Algunos miran a la Iglesia, quedándose en su apariencia exterior. De este modo, la Iglesia aparece únicamente como una organización más en una sociedad democrática, a tenor de cuyas normas y leyes se juzga y se trata una figura tan difícil de comprender como es la «Iglesia». Si a esto se añade también la experiencia dolorosa de que en la Iglesia hay peces buenos y malos, grano y cizaña, y si la mirada se fija sólo en las cosas negativas, entonces ya no se revela el misterio grande y profundo de la Iglesia.

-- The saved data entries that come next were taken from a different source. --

PR #12915, opened 2025-04-16
Show PyPy downloads during `uv python list`

### LINKED ISSUE #12914: `uv python list` stopped showing non-installed PyPy exactly after 0.6.10
### Summary

Hi!
I believe this is a minor regression that happened when uv went from `0.6.9` to `0.6.10` (unless I missed something in the docs or release notes).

Por tanto, ya no brota alegría alguna por el hecho de pertenecer a esta vid que es la «Iglesia». La insatisfacción y el desencanto se difunden si no se realizan las propias ideas superficiales y erróneas acerca de la «Iglesia» y los «ideales sobre la Iglesia» que cada uno tiene. Entonces, cesa también el alegre canto: «Doy gracias al Señor, porque inmerecidamente me ha llamado a su Iglesia», que generaciones de católicos han cantado con convicción.

El Señor continúa su discurso: «Permaneced en mí, y yo en vosotros. Como el sarmiento no puede dar fruto por sí, si no permanece en la vid, así tampoco vosotros, si no permanecéis en mí… porque sin mí -separados de mi, podría traducirse también- no podéis hacer nada» (Jn 15, 4. 5b).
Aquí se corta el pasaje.